Rachael Anne Dunlop et al. PLoS One.

Abstract

Mechanisms of protein misfolding are of increasing interest in the aetiology of neurodegenerative diseases characterized by protein aggregation and tangles including Amyotrophic Lateral Sclerosis (ALS), Alzheimer's disease (AD), Parkinson's disease (PD), Lewy Body Dementia (LBD), and Progressive Supranuclear Palsy (PSP). Some forms of neurodegenerative illness are associated with mutations in genes which control assembly of disease related proteins. For example, the mouse sticky mutation sti, which results in undetected mischarging of tRNA(Ala) with serine resulting in the substitution of serine for alanine in proteins causes cerebellar Purkinje cell loss and ataxia in laboratory animals. Replacement of serine 422 with glutamic acid in tau increases the propensity of tau aggregation associated with neurodegeneration.
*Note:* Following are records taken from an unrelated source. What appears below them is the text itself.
PR #137, opened 2020-01-28
Support dependent relative pose measurements

efernandez:
* Add `independent` param if `differential == true`, that defaults to
  `true` to keep the current behaviour:
  * If `independent == true` the relative pose measurements are assumed
    independent and the covariance of each pose is propagated and added.
  * If `independent == false` the relative pose measurements are assumed
    dependent and the covariance of each pose is propagated and the
    first pose one is substracted from the second one.
* Add `minimum_pose_relative_covariance_diagonal` param if
  `independent == true`, that is added to the resulting pose relative
  covariance in order to guarantee that it's not zero or
  ill-conditioned.

### DIFF
--- a/fuse_models/include/fuse_models/common/sensor_proc.h
+++ b/fuse_models/include/fuse_models/common/sensor_proc.h
@@ -368,12 +368,19 @@ inline bool processAbsolutePoseWithCovariance(
  * pose_relative = pose_absolute1^-1 * pose_absolute2
  *
  * Additionally, the covariance of each pose message is rotated into the robot's base frame at the time of
- * pose_absolute1. They are then added in the constraint. This assumes independence between the pose measurements.
+ * pose_absolute1. They are then added in the constraint if the pose measurements are independent.
+ * Otherwise, if the pose measurements are dependent, the covariance of pose_absolute1 is substracted from the
+ * covariance of pose_absolute2. A small minimum relative covariance is added to avoid getting a zero or
+ * ill-conditioned covariance. This could happen if both covariance matrices are the same or very similar, e.g. when
+ * pose_absolute1 == pose_absolute2, it's possible that the covariance is the same for both poses.
  *
  * @param[in] source - The name of the sensor or motion model that generated this constraint
  * @param[in] device_id - The UUID of the machine
  * @param[in] pose1 - The first (and temporally earlier) PoseWithCovarianceStamped message
  * @param[in] pose2 - The first (and temporally later) PoseWithCovarianceStamped message
+ * @param[in] independent - Whether the pose measurements are indepent or not
+ * @param[in] minimum_pose_relative_covariance - The minimum pose relative covariance that is always added to the
+ *                                               resulting pose relative covariance
  * @param[in] loss - The loss function for the 2D pose constraint generated
  * @param[in] validate - Whether to validate the measurements or not. If the validation fails no constraint is added
  * @param[out] transaction - The generated variables and constraints are added to this transaction
@@ -384,6 +391,8 @@ inline bool processDifferentialPoseWithCovariance(
   const fuse_core::UUID& device_id,
   const geometry_msgs::PoseWithCovarianceStamped& pose1,
   const geometry_msgs::PoseWithCovarianceStamped& pose2,
+  const bool independent,
+  const fuse_core::Matrix3d& minimum_pose_relative_covariance,
   const fuse_core::Loss::SharedPtr& loss,
   const std::vector<size_t>& position_indices,
   const std::vector<size_t>& orientation_indices,
@@ -427,19 +436,6 @@ inline bool processDifferentialPoseWithCovariance(
     sy * x_diff + cy * y_diff,
     (pose2_2d.rotation() - pose1_2d.rotation()).getAngle();
 
-  // Compute Jacobians so we can rotate the covariance
-  fuse_core::Matrix3d j_pose1;
-  j_pose1 <<
-    -cy,  sy,  sy * x_diff + cy * y_diff,
-    -sy, -cy, -cy * x_diff + sy * y_diff,
-      0,   0,                         -1;
-
-  fuse_core::Matrix3d j_pose2;
-  j_pose2 <<
-     cy, -sy,  0,
-     sy,  cy,  0,
-      0,   0,  1;
-
   // Create the covariance components for the constraint
   fuse_core::Matrix3d cov1;
   cov1 <<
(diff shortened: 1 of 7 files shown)


fuse_models/include/fuse_models/common/sensor_proc.h
```diff
@@ -427,19 +436,6 @@ inline bool processDifferentialPoseWithCovariance(
     sy * x_diff + cy * y_diff,
     (pose2_2d.rotation() - pose1_2d.rotation()).getAngle();
 
-  // Compute Jacobians so we can rotate the covariance
```
efernandez, line 430: This is simply moved inside the `if (independent)` block below.

fuse_models/include/fuse_models/common/sensor_proc.h
```diff
@@ -465,7 +461,197 @@ inline bool processDifferentialPoseWithCovariance(
...
+    //        (          0,           0,                                   -1)
+    //
+    //        (R1 | 0)   (cos(yaw1) -sin(yaw1) 0)
+    // J_p2 = (------) = (sin(yaw1)  cos(yaw1) 0)
+    //        ( 0 | 1)   (        0          0 1)
+    //
+    // which are the j_pose1 and j_pose2 jacobians used above for the covariance propagation expresion for independent
+    // pose measurements.
+    //
+    // This seems to be the approach adviced in https://github.com/cra-ros-pkg/robot_localization/issues/356, but after
```
efernandez, line 630: The motivation of this PR is the same as https://github.com/cra-ros-pkg/robot_localization/issues/356

fuse_models/include/fuse_models/common/sensor_proc.h
```diff
@@ -465,7 +461,197 @@ inline bool processDifferentialPoseWithCovariance(
...
+      -sy, -cy, -cy * x_diff + sy * y_diff,
+        0,   0,                         -1;
+
+    fuse_core::Matrix3d j_pose2;
+    j_pose2 <<
+       cy, -sy,  0,
+       sy,  cy,  0,
+        0,   0,  1;
+
+    pose_relative_covariance = j_pose1 * cov1 * j_pose1.transpose() + j_pose2 * cov2 * j_pose2.transpose();
```
efernandez, line 480: I also try this naive change for the `independent == false` case, using the jacobians from this `if (independent)` block: `pose_relative_covariance = j_pose2 * cov2 * j_pose2.transpose() - j_pose1 * cov1 * j_pose1.transpose();`

And also adding a `minimum_pose_relative_covariance` to the resulting `pose_relative_covariance` of that, to avoid zero covariance matrices when `cov1 == cov2`.

efernandez (commented):
Added some comments to help and focus the review.

fuse_models/include/fuse_models/common/sensor_proc.h
```diff
@@ -465,7 +461,197 @@ inline bool processDifferentialPoseWithCovariance(
...
+    //
+    // p2 = p1 * p12    [1]
+    //
+    // where p12 is the relative pose between p1 and p2, which is computed here as:
+    //
+    // p12 = p1^-1 * p2
+    //
+    // Note that the twist t12 is computed as:
+    //
+    // t12 = p12 * dt
```
svwilliams: t12 = p12 / dt ?

svwilliams (approved):
I had considered doing something like this, but I was always fearful that the covariance subtraction would be numerically unstable. It assumes that the pose covariance in the source message is computed and propagated in exactly the same way as it is being reversed here. If the pose/odometry source deviates, for example the source data is integrated at a higher rate than it is published, then the inversion scheme here will be slightly off. This always seemed problematic to me. Since the covariance deltas are likely to be small, slight errors in the inversion could easily create ill-conditioned or even invalid covariances.

Which isn't to say that we should not include this as an option, but more that I am curious how well it works in practice. In particular, I wonder what would happen if you put in some covariance validity checks (symmetric, positive-definite, condition number) before the minimum covariance parameter is added. Not that such checks need to be in the production code; I just wonder how well the covariance subtraction actually works.

fuse_models/include/fuse_models/common/sensor_proc.h
efernandez: Corrected the comment.

efernandez:
> In particular, I wonder what would happen if you put in some covariance validity checks (symmetric, positive-definite, condition number) before the minimum covariance parameter is added. Not that such checks need to be in the production code; I just wonder how well the covariance subtraction actually works.

First, so we're all in the same page, I want to provide a rough idea of what we get with the following approaches:

1. With the `independent` assumption we compute the relative pose covariance as `\Sigma = J_1 * \Sigma_1 * J_1^T + J_2 * \Sigma_2 * J_2^T`. This is basically adding the previous and current absolute pose covariances, and it produces a huge `\Sigma`. It could even be bigger than the map, and it grows unbounded if `\Sigma_1` and `\Sigma_2` (which likely depends on `\Sigma_1`) grow unbounded, as it's the case of wheel odometry, for example.
2. With the `dependent` assumption, if we simply do `\Sigma = J_1 * \Sigma_1 * J_1^T - J_2 * \Sigma_2 * J_2^T`, the resulting covariance is no longer huge, but it's often ill-conditioned (it doesn't pass the symmetry or non-PSD checks).
3. With the `dependent` assumption, and the equation I'm using in this PR, things get better if `\Sigma_2` was computed as we assume from the inverted equation used here.

So, with this PR (item 3 above), we still need a minimum covariance because:
1. In some cases `\Sigma_1 == \Sigma_2`, as in the case of a robot not moving.
2. We still get ill-conditioned covariance matrices quite often in some cases, especially if we reduce the minimum covariance added.

I've been using a minimum covariance equal to a diagonal matrix with `1e-4` in the diagonal, which is certainly large. If I try reducing its value, I start getting issues like this:
```bash
[ WARN] [/fuse_rl] [1580420633.921739552, 1565577217.774568141]: cov1 =[3518904.89393846, 2000488.40958658, 35556.4218530272][2000488.40958658,  1875557.9435916, 28200.4408226669][35556.4218530272, 28200.4408226669, 487.282000827242]
[ WARN] [/fuse_rl] [1580420633.921787147, 1565577217.774568141]: cov2 =[3518095.99970031, 1999582.80770825, 35550.8786857925][1999582.80770825, 1874630.29587236, 28192.4251616275][35550.8786857925, 28192.4251616275, 487.282131955437]
[ERROR] [/fuse_rl] [1580420634.185842287, 1565577218.015982029]: Invalid partial differential pose measurement from 'wheel_odometry' source: Non-symmetric partial covariance matrix[ 6.00000834199614e-06,  4.04517358735906e-08, -3.30848855798916e-09][ 4.06845665172446e-08,  7.25709491734567e-09,  7.37593736795773e-07][-3.30848855798916e-09,  7.37593736795773e-07,   9.8346146762207e-05]
[ WARN] [/fuse_rl] [1580420634.186023508, 1565577218.015982029]: cov1 =[3517490.89481459, 1998903.80485542, 35546.7314742358][1998903.80485542, 1873933.92577313, 28186.4064355888][35546.7314742358, 28186.4064355888, 487.282230301582]
[ WARN] [/fuse_rl] [1580420634.186149422, 1565577218.015982029]: cov2 =[3516887.34337947, 1998224.98326313,  35542.594426693][1998224.98326313, 1873236.89715842, 28180.3807294901][ 35542.594426693, 28180.3807294901, 487.282328647728]
[ERROR] [fuse_rl] [1580420634.273769155, 1565577218.125809971]: Invalid partial differential pose measurement from 'wheel_odometry' source: Non-positive-definite partial covariance matrix[ 3.99970956814397e-06, -6.99140638960684e-10,  4.97952735970431e-12][ -6.9914063896075e-10,  1.25421240412702e-09,  3.27829309820908e-07][ 4.97952735970431e-12,  3.27829309820908e-07,  6.55640980990134e-05] with eigenvalues[-3.85090820281205e-10][  3.9997096903461e-06][ 6.55657372800357e-05]
```

I don't remember exactly what value I used for the diagonal there, but it was likely `1e-6` or `1e-8`.

I could try what you're saying, ie. performing those checks before adding the minimum covariance, but the approach I finally came with in https://github.com/clearpathrobotics/fuse/pull/9 seems better:

- Only needs the minimum covariance just in case the input twist covariance is zero.
- The minimum covariance can be very small and we don't get any ill-conditioned covariance. I've even used values like `1e-18` with no checks complaining.
- It doesn't make any assumption on how the pose and its covariance is computed and propagated.

Obviously, it assumes the relative pose covariance can be retrieved from the twist covariance. This is the case in the diff drive controller in https://github.com/clearpathrobotics/ros_controllers, and I think that should generally be the case.

I see two steps forward from here (not exclusive):

1. Close this PR unmerged because it doesn't solve the problem completely. However, it make things better, or give a minimal support for `dependent`/correlated pose measurements.
2. I create an upstream PR for https://github.com/clearpathrobotics/fuse/pull/9 and we merge it. There we could discuss limitations and details.

efernandez:
I've created https://github.com/locusrobotics/fuse/pull/138 that uses the **twist covariance** for the specific case of the `fuse_models::Odometry2D` sensor model.

It's on top of this PR because I think we should still get this one in for the other sensor models it provides support for dependent pose measurements:

- `fuse_models::Imu2D`
- `fuse_models::Pose2D`

If you agree on this, this PR should be reviewed and merged before reviewing https://github.com/locusrobotics/fuse/pull/138

Otherwise, let me know what changes you'd like to see. :smiley:

svwilliams (approved):
I agree. There are times when velocity information is not available, so this mode is still useful.

@ayrton04 I think this PR is ready for your review, when you get a chance.

fuse_models/include/fuse_models/common/sensor_proc.h
```diff
@@ -368,12 +368,19 @@ inline bool processAbsolutePoseWithCovariance(
  * pose_relative = pose_absolute1^-1 * pose_absolute2
  *
  * Additionally, the covariance of each pose message is rotated into the robot's base frame at the time of
- * pose_absolute1. They are then added in the constraint. This assumes independence between the pose measurements.
+ * pose_absolute1. They are then added in the constraint if the pose measurements are independent.
+ * Otherwise, if the pose measurements are dependent, the covariance of pose_absolute1 is substracted from the
```
ayrton04, line 372: I've found covariance subtraction to be...challenging. Haven't read the code yet, though.

fuse_models/include/fuse_models/parameters/odometry_2d_params.h
```diff
@@ -77,11 +77,38 @@ struct Odometry2DParams : public ParameterBase
...
+          std::vector<double> minimum_pose_relative_covariance_diagonal(3, 0.0);
+          nh.param("minimum_pose_relative_covariance_diagonal", minimum_pose_relative_covariance_diagonal,
+                   minimum_pose_relative_covariance_diagonal);
+
+          if (minimum_pose_relative_covariance_diagonal.size() != 3)
+          {
+            throw std::runtime_error("Minimum pose relative covariance diagonal must be of length 3!");
+          }
+
+          if (std::any_of(minimum_pose_relative_covariance_diagonal.begin(),
```
ayrton04, line 101: Unrelated to this PR, but I'm guessing that we need to validate covariance diagonals in quite a few places. Might be an opportunity for a utility method somewhere.

ayrton04 (approved):
Neat!

fuse_models/include/fuse_models/parameters/odometry_2d_params.h
efernandez: If you don't mind, I can do that in another PR.

I also want to move the checks for **symmetry** and **PSD-ness** to a header in `fuse_core`. That way I can also unit test it, and for the case of **symmetry** I want to stop using `isApprox`, because it doesn't play well with zero (and close to zero) matrices, and for a symmetry check I think it's more intuitive to do a simple element-wise comparison against the user-given precision. I believe all this is enough to justify another PR. I promise I'll send it during this week. :pray:

ayrton04: Sorry! I should clarify: this is great as-is, and even the change I proposed was more of a musing for another time (for anyone to tackle), rather than a concrete ask.

efernandez: I've done this in https://github.com/locusrobotics/fuse/pull/139

Since the changes are on top of this PR, this should be merged before you can review https://github.com/locusrobotics/fuse/pull/139

fuse_models/include/fuse_models/common/sensor_proc.h
efernandez: I'm essentially doing the inverse of the common covariance propagation of `p2 = p1 * dp`, where `p1` and `p2` are two consecutive absolute poses and `dp` is the incremental/differential/relative pose.

That would have a covariance `\Sigma_2 = J_p1 * \Sigma_1 * J_p1^T + J_dp * \Sigma_dp * J_dp`. Here I'm simply moving `\Sigma_dp` to the left hand side. This gives better results than simply changing the `+` into `-` for the equation that was already here, for the covariance, that has the jacobians for `dp = p1^-1 * p2`, not `p2 = p1 * dp`.

Anyway, for the `fuse_models::Odometry2D` sensor model, the approach in https://github.com/locusrobotics/fuse/pull/138 is preferred. This would be an option for the `fuse_models::Imu2D` and `fuse_models::Pose2D` sensor models, because their measurements don't have a **twist** (covariance).

efernandez:
I believe all review comments here and in https://github.com/locusrobotics/fuse/pull/138 has been addressed and both PRs are ready to be merged. And I also created https://github.com/locusrobotics/fuse/pull/139 to factor out some code used in different validation checks and parameter loading.

Let me know if something is still missed. :smiley:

However, the possibility that environmental factors can trigger abnormal folding in proteins remains relatively unexplored. We here report that a non-protein amino acid, β-N-methylamino-L-alanine (BMAA), can be misincorporated in place of L-serine into human proteins. We also report that this misincorporation can be inhibited by L-serine. Misincorporation of BMAA into human neuroproteins may shed light on putative associations between human exposure to BMAA produced by cyanobacteria and an increased incidence of ALS.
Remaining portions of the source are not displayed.